# Network USB Media Server



## Sonnie (Apr 11, 2006)

We just got a Linksys E4200 router that includes USB 2.0 and a built-in UPnP AV Media Server. What is the best storage device to get so that we can catalog and store all of our several hundred CD's we have... and be able to download and/or play/listen to the music?


----------



## sparky77 (Feb 22, 2008)

I would use something like the Fantom drives with triple connection capability, then it can be added to a faster system in the future when you decide a 100mb network isn't fast enough. Plus they're quiet and energy efficient.


----------



## Sonnie (Apr 11, 2006)

The E4200 already offers faster speeds, although I am not sure I would need it. 

I see were there are some others having issues with their computer recognizing the Fantom with the USB 2.0, so I am wondering if it is UPnP and will work with the E4200. I tried an Iomega external 2.0 drive I had last night and it would not work.


----------



## sparky77 (Feb 22, 2008)

After a quick read through the userguide I guess it does have gigabit wired networking. As far as your external not working it looks as though it has to be formatted in FAT32, if it's formatted NTFS that could explain why it doesn't work. Pretty much all the externals I've seen use the umsd driver so there shouldn't be much for compatibility issues.


----------



## Sonnie (Apr 11, 2006)

Yep... I suspect it is formatted NTFS. I stuck a FAT32 USB thumb drive in there and it works fine.
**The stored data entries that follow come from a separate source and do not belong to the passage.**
PR #1068, opened 2024-10-30
Fix incomplete documentation for AIOKafkaConsumer.offset_for_times

### LINKED ISSUE #1067: Consumer.offsets_for_times return type documentation is incomplete.
**Describe the bug**
Currently the return type documentation for the `offsets_for_times` function is:
```
Returns:
            dict(TopicPartition, OffsetAndTimestamp): mapping from
            partition to the timestamp and offset of the first message with
            timestamp greater than or equal to the target timestamp.
```

See https://aiokafka.readthedocs.io/en/stable/api.html#aiokafka.AIOKafkaConsumer.offsets_for_times
The most recent kafka javadocs for this function state:

```
a mapping from partition to the timestamp and offset of the first message with timestamp greater than
or equal to the target timestamp. null will be returned for the partition if there is no such message.
```
See https://kafka.apache.org/38/javadoc/org/apache/kafka/clients/consumer/KafkaConsumer.html#offsetsForTimes(java.util.Map)

It is missing the returns None if there is no message that fulfils the timestamp condition. This is extra confusing because the function description includes a section stating:
```
If the message format version in a partition is before 0.10.0, i.e.
the messages do not have timestamps, ``None`` will be returned for that
partition.
```

The docs now say that `None` only happens if the cluster is dealing with an outdated message format. Rather than it being part of the normal interface.

**Expected behaviour**
The `offsets_for_times` documentations is brought in line with the kafka javadocs and the actual behaviour of the function.

 - aiokafka version: 0.12.0
 - Kafka Broker version (`kafka-topics.sh --version`): Not relevant
 - Other information (Confluent Cloud version, etc.): Not relevant

**Reproducible example**
Go to https://github.com/aio-libs/aiokafka/blob/master/aiokafka/consumer/consumer.py#L906 and see the docstring.

jzvandenoever:
### Changes

Fixes #1067 

Updates the return description to be in line with the behaviour of the
offset_for_times function and the official Kafka documentation.

### DIFF
--- a/aiokafka/consumer/consumer.py
+++ b/aiokafka/consumer/consumer.py
@@ -927,7 +927,8 @@ class AIOKafkaConsumer:
         Returns:
             dict(TopicPartition, OffsetAndTimestamp): mapping from
             partition to the timestamp and offset of the first message with
-            timestamp greater than or equal to the target timestamp.
+            timestamp greater than or equal to the target timestamp. None will
+            be returned for the partition if there is no such message.
 
         Raises:
             ValueError: If the target timestamp is negative


ods:
Hi @jzvandenoever, thank you for the contribution! You're right, and we even have [a test for such case](https://github.com/ods/aiokafka/blob/master/tests/test_consumer.py#L1498).

PR #1069, opened 2024-10-31
Update Java Client API reference

emmanuel-ferdman:
### Changes

Small PR - fixes the Java Client API reference

### Checklist

### DIFF
--- a/docs/kafka-python_difference.rst
+++ b/docs/kafka-python_difference.rst
@@ -103,7 +103,7 @@ this value to ``max_poll_interval_ms``, same as in Java client.
 Prefetching is more sophisticated
 ~~~~~~~~~~~~~~~~~~~~~~~~~~~~~~~~~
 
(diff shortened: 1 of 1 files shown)


ods:
Hi @emmanuel-ferdman,
What problem do you see in the current version? This reference in [the generated doc](https://aiokafka.readthedocs.io/en/stable/kafka-python_difference.html#why-do-we-need-another-library) works fine for me.

emmanuel-ferdman:
@ods, it leads to error page at `https://aiokafka.readthedocs.io/en/stable/JavaClientAPI`:
image

On that page, there are two links that should lead to `https://kafka.apache.org/documentation/#api`. The first one works, while the second one (which unlike the first one, uses a custom clickable text with a cross-reference label) does not work.

ods:
Oh, I see. Thank you for the fix!

PR #1074, opened 2024-11-15
Added type annotation to public classes.

jackgene:
### Changes
Adds type annotation to public classes, and `py.typed` so that client code can type check against this library.

Fixes https://github.com/aio-libs/aiokafka/issues/980 (kind of)

Note that the issue in question seems to be more ambitious in that it aims to provide type information to the entire library:
1. Allowing bugs to be discovered
2. Allowing developers consuming this library to have better type information to work with. 

This PR only aims to solve the latter.

## Details about this PR:
- Using Python 3.10+ typing, which is available in 3.9 via `from __future__ import annotations`
	- `x | None` instead of `Optional[x]`
	- `x | y` instead of `Union[x, y]`
	- `list[x]`/`set[x]`/`dict[x, y]` instead of `typing.List[x]`/`typing.Set[x]`/`typing.Dict[x, y]`
- For the most part, all I'm doing is explicitly annotate methods as documented in docstring
- There are special cases though where the docstring had to be updated, e.g.,:
	- docstring says `list`, but varargs/default value is `tuple`
	- docstring doesn't say optional, but default value is `None`

Note that this is introducing a breaking change that may affect a small minority of users. The key/value serializer/deserializer functions no longer optional (with the identity function defined as the default parameter). This is so that the generic parameters `KT`/`VT` can be inferred.

This means that:
- The (de)serialization behavior is identical at runtime
- As long as clients do not explicitly set `None` as their key/value serializer/deserializer function, there should be no change.

However, if a client is explicitly passing in `None`, e.g., with `AIOKafkaConsumer`:
```python
# OK, most people probably do this anyway, this is from the README
consumer = AIOKafkaConsumer(
    'my_topic', 'my_other_topic',
    bootstrap_servers='localhost:9092',
    group_id='my-group'
)

# Not OK, key_deserializer/value_deserializer cannot be None
consumer = AIOKafkaConsumer(
    'my_topic', 'my_other_topic',
    bootstrap_servers='localhost:9092',
    group_id='my-group',
    key_deserializer=None,
    value_deserializer=None
)
```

I don't see the advantages of it being a "media server". It looks just like another drive on the network to me. :huh:


----------



## Sonnie (Apr 11, 2006)

Hmmm ... here is a list of compatible hard drives and several of the NTFS drives passed.


----------



## Sonnie (Apr 11, 2006)

The Seagate FreeAgent Go 500GB appears to be FAT32 and NTFS compatible for about a hundred bucks.


----------



## sparky77 (Feb 22, 2008)

You should be able to reformat your existing Iomega drive to fat32 by right clicking on the icon under "computer" and selecting format, make sure the file system is set to fat32 and uncheck "quick format," give it a label if you want to, and click start. If you want to save the files that are on there copy them to another drive before you format, then copy them back afterwards.

In order for dlna devices such as a Ps3 to see the drive you'll have to set up that feature in the routers configuration, which didn't look too complicated.


----------



## Sonnie (Apr 11, 2006)

Yeah... I am planning on reformatting it.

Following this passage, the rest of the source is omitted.